True, but in many ways, so was Argentina. And Argentina was never crippled by the state planning of the USSR satellite system.

You have to remember Argentina was one of the most prosperous states in the world prior to their collapse.
I think they were the 8th largest at one point.

Poland on the other hand, was nearly 3rd world, with tons of potential energy.
So to speak.

But on the flip side, Poland never had the raw material reserves that Argentina does.

That is true.
 
I don't think Argentina is done.
I think they could, eventually, head right back into the crapper, especially with the corruption of the Kirchner's.

That is another matter, but the fact is that the IMF bailout worked so far in Argentina.. remember it is a decade or so ago now.
 
Poland was and is still an emerging market.
They had/have a lot of potential and not as much brain drain, like Argentina.

Poland has 15+% unemployment and has had it for a decade. Their brain-drain is far larger than it was/is in Argentina since Poles are free to roam the EU, where as Argentinian's need permission (and to go across the Atlantic ocean) to enter the EU.

From what I understand, Argentina has experienced a lot of people leaving for sunnier shores like Spain and the rest of the EU.

Yes, and many have returned. It is not a "brain-drain" as in the educated masses (doctors and so on), but often the lower middle-class and lower who were very hard hit by the IMF bailout and Argentinian crash. Many of the Argentinian's who came to Spain were bricklayers, electricians and that kind of person. My own electrician is from Argentina :)
 
Yeah - if you're ****ed and you act WAAAY to little WAAAY to late no amount of cutting-spending is going to help - of course.

Taking in an IMF loan, hiking taxes on people, and snipping people's paychecks is *not* going to help - it's going to hurt . . . and these are the things that Greece and other countries have done as part of their IMF (and other) loan-deals.

Cutting spending does work when it's done preemptively - Greece should have taken slow steps in a new direction maybe 10 or 15 years ago, or more.
 
For once I agree with Pete. The countries are already in bad shape. It's like blaming chemotherapy for the death of a cancer patient.

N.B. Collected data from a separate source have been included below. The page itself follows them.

Issue #1195, opened 2016-02-17
SQL Server transport v3: Upgrade guide


weralabaj:
Task force: @tmasternak @weralabaj @justabitofcode @mauroservienti

Plan of attack:
- [x] Clean up multi-db doco and snippets
- [x] Configuration api changes for multi-schema
- [x] Configuration api chagnes for providing custom connection string
- [x] ~~Changes in multi-db support~~ (will be handled by https://github.com/Particular/docs.particular.net/issues/1103)
- [ ]  ~~Document new shutdown timeout behavior for SQL Particular/NServiceBus.Host#51~~ (that was moved to https://github.com/Particular/docs.particular.net/issues/1167)
- [ ]  ~~Document new shutdown timeout behavior for MSMQ~~ (that was moved to https://github.com/Particular/docs.particular.net/issues/1167)
- [x] Mention that transaction settings are configured on the transport level.
- [x] How new transaction modes translate to previous options
- [x] Circuit Breaker - removed methods.
Related to https://github.com/Particular/NServiceBus.SqlServer/issues/100

http://docs.particular.net/nservicebus/upgrades/5to6

MarcinHoppe:
You might also want to mention that transaction settings (mode, isolation level, and timeout) are configured on the transport level and this also includes the SQL transport.

tmasternak:
We should also document:
 * methods around CircuitBreaker that have been removed
 * new transaction modes and how they translate to previous options

weralabaj:
I'm starting work on this

weralabaj:
BTW what does " Document new shutdown timeout behavior for MSMQ" do here?!

weralabaj:
I'll need some help with the shutdown behaviour. @tmasternak you know what are the changes in both MSMQ and Sql?

weralabaj:
@mikeminutillo or @SimonCropp Don't want to self-merge, another review from native would also be useful. Have a look :)

indualagarsamy:
@weralabaj - I've provided my suggestions to the doco changes.

mikeminutillo:
As the associated PR has been merged, is this issue done as well? Or is there more to do?

tmasternak:
Yep. This one is done.

Issue #1103, opened 2016-01-28
SQL Transport multi instance guidance


mauroservienti:
Task force: @mauroservienti @tmasternak @justabitofcode 

Create guidance that describes why we don't want to support multi-instance in the SQL Transport and options for customers that may benefit of such a deployment topology.

As discussed with @andreasohlund we decided to ship the multi-instance support as a sample and provide guidance around it.

- [ ] Cover changes in upgrade guide for v5 to v6

indualagarsamy:
@mauroservienti @tmasternak @justabitofcode - since the upgrade guide for SqlServer transport is already completed, and has this section http://docs.particular.net/nservicebus/upgrades/sqlserver-2to3#sql-server-transport-multi-schema-support
can this issue be closed? 
cc / @weralabaj

weralabaj:
@indualagarsamy this is actually a different thing that @justabitofcode is working on at the moment. We're tracking this in PlatformDev https://github.com/Particular/NServiceBus.SqlServer/issues/139, so if we're ok with PR with no issue in docs I"m +1 for closing.

weralabaj:
This issue is covered by https://github.com/Particular/docs.particular.net/pull/1354 and https://github.com/Particular/docs.particular.net/pull/1353. No need to track it here.

PR #1206, opened 2016-02-23
Sql Server transport upgrade guide from v5 to v6

weralabaj:
Plus related changes in other Sql Server transport docos.

Connects to #1195.


Snippets/Snippets_6/Transports/SqlServer/ConnectionStrings.config
```diff
@@ -1,5 +1,6 @@
 ﻿<?xml version="1.0" encoding="utf-8" ?>
 <!--startcode sqlserver-connection-string-xml 3 --><configuration>
+<configuration>
```
SimonCropp: extra configuration node

Snippets/Snippets_6/Transports/SqlServer/MultiSchema.config.xml
```diff
@@ -0,0 +1,13 @@
...
+<configuration>
+  <!--startcode sqlserver-singledb-multischema-config 3 -->
+  <UnicastBusConfig>
+  <MessageEndpointMappings>
+    <add Assembly="Billing.Contract"
+         Endpoint="billing@schema_name"/>
+    <add Assembly="Sales.Contract"
+         Endpoint="sales@another_schema_name"/>
+  </MessageEndpointMappings>
+</UnicastBusConfig>
```
SimonCropp: can the indent be fixed?

Snippets/Snippets_6/Transports/SqlServer/MultiSchema.cs
```diff
@@ -0,0 +1,33 @@
+﻿namespace Snippets5.Transports.SqlServer
+{
+    using NServiceBus;
+    using NServiceBus.Transports.SQLServer;
+
+    public class SingleDbMultiSchema
+    {
+        void CurrentEndpointSchema()
+        {
+            BusConfiguration busConfiguration = new BusConfiguration();
```
SimonCropp: this is v6 so it should be endpointconfig

SimonCropp:
i think u forgot to save the csproj before pushing?

weralabaj:
@tmasternak can you check if I didn't write anything obviously wrong?
Also I need some help with the changes in shutdown behaviour.
Should we cover multi-db here? I think that should be done as part of providing guidance for multi-db and multi-instance, etc.

Snippets/Snippets_5/Snippets_5.csproj
```diff
@@ -368,9 +369,9 @@
     <Content Include="SCPluginsConfig\heartbeatsIntervalConfig.xml" />
     <Content Include="Transports\Mqmq\MessageQueue.config.xml" />
     <Content Include="Transports\RabbitMQ_[2.0,3.0]\rabbitmqconnection.config.xml" />
-    <Content Include="Transports\SqlServer\MultiDb.config.xml">
```
tmasternak: Why did we change the file type?

tmasternak:
`c:\git\p\docs\snippets\Snippets_6\Transports\SqlServer\ConnectionStringsNamed.config` snippet in `configuration.md` is not rendering properly.

nservicebus/sqlserver/multiple-databases.md
```diff
@@ -14,24 +14,50 @@ The SQL Server transport allows you to select, on per-endpoint basis, where the
...
+By default the SQL Server transport uses a single instance of the SQL Server to maintain queues for all endpoints in the system. In order to send a message, an endpoint needs to connect to the (usually remote) database server and execute a SQL command. The message is delivered directly to the destination queue without any store-and-forward mechanism.
```
tmasternak: Change `execute a Sql command` to `execute SQL statement`?

nservicebus/sqlserver/multiple-databases.md
```diff
@@ -14,24 +14,50 @@ The SQL Server transport allows you to select, on per-endpoint basis, where the
...
 
+Using a single database doesn't require Distributed Transaction Coordinator (MS DTC). Another advantage is the ability to take a snapshot of entire system state (all the queues) by backing up a database. This is most useful when the business data is also stored in the same database.
 
-## Database-per-endpoint
+## Single database with multiple schemas
 
-In a more complex scenario endpoints use separate databases and DTC is involved. Due to lack of store-and-forward mechanism, if a remote endpoint's database or DTC infrastructure is down, the endpoint cannot send messages to it. This potentially renders the endpoint (and all endpoints transitively depending on it) unavailable.
+The default schema used by SQL Server transport is `dbo`. A different schema might be specified using API:
 
+snippet:sqlserver-singledb-multischema
```
tmasternak: This is not rendering correctly. V2 an V3 snippets are the same.

nservicebus/sqlserver/multiple-databases.md
```diff
@@ -14,24 +14,50 @@ The SQL Server transport allows you to select, on per-endpoint basis, where the
...
 
-## Database-per-endpoint with store-and-forward
+or using a configuration file:
+
+snippet:sqlserver-singledb-multischema-config
+
+If two endpoints use different schemas then additional configuration is required. The sender needs to know the schema of the receiver, and subscriber needs the schema of the publisher. 
+
+The schema for another endpoint can be specified at compile time:
```
tmasternak: I would not call it compile time. Previously it was called `push-model` - settings provided once during configuration or `pull-model` user code will be called each time information is needed.

nservicebus/sqlserver/multiple-databases.md
```diff
@@ -14,24 +14,50 @@ The SQL Server transport allows you to select, on per-endpoint basis, where the
...
+
+snippet:sqlserver-singledb-multidb-push
```
tmasternak: This snippet is not valid for version v3

nservicebus/sqlserver/multiple-databases.md
```diff
@@ -14,24 +14,50 @@ The SQL Server transport allows you to select, on per-endpoint basis, where the
...
+
+snippet:sqlserver-singledb-multischema-connString
```
tmasternak: This snippet is not valid for version v3

Snippets/Snippets_5/Snippets_5.csproj
weralabaj: I added it before and never intended to make it '.xml' file ;) Not sure if that matters? @SimonCropp ?

nservicebus/upgrades/5to6.md
```diff
@@ -610,4 +610,38 @@ The BSON serializer build into the core has been removed. Use the [Newtonsoft se
...
+
+The custom connection factory method is now expected to be `async` and no parameters are passed to it by the framework:
+
+snippet:sqlserver-custom-connection-factory
+
+### Multi-schema support
+ 
+The API and config structure for multi-schema configuration [were changed](/nservicebus/sqlserver/multiple-databases.md#single-database-with-multiple schemas). The `Queue Schema` parameter is no longer supported neither in the config file nor the code configuration API. 
+
+The schema for the current endpoint can be specified at compile time, using `DefaultSchema` method:
```
tmasternak: The same as above. I would not call it compile time.

nservicebus/sqlserver/multiple-databases.md
weralabaj: You mean they should be? Not really, it's "EndpointConfiguration" vs "BusConfiguration". I'll include the line creating the type in the snippet.

nservicebus/sqlserver/multiple-databases.md
weralabaj: I left it there, it says exactly this "Push mode: In the push mode the whole collection of endpoint connection information objects is passed during configuration time"

I'm not sure about this, Push vs Pull means nothing to the user without context. If we want to change that then I think we should explain earlier what we mean by Push and Pull and I didn't see a good way to do it in that context. It makes sense when we have two options of code configuration, but I find confusing calling config file option pull and code option push.

nservicebus/sqlserver/multiple-databases.md
weralabaj: Good catch, I need to figure out how to change it.

nservicebus/upgrades/5to6.md
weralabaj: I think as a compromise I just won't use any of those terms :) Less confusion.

Part of the issue with these countries is the level of corruption within their governments. In that regard, cutting government spending is a necessary poison pill.
 
Cutting spending doesn't mean much if you take on a lot more debt in the process. Although the burden of government will be lessened for a while, people know it will increase again when those loans have to be paid.
 
You got a link for that?

That really doesn't sound right.

My timing was a bit off, my bad :doh

"Argentina increased in prosperity and prominence between 1880 and 1929, while emerging as one of the ten richest countries in the world, benefiting from an agricultural export-led economy, as well as British and French investment. Driven by immigration and decreasing mortality, the Argentine population grew fivefold and the economy by 15-fold.[17] Conservative interests dominated Argentine politics through non-democratic means until, in 1912, President Roque Sáenz Peña enacted universal male suffrage and the secret ballot."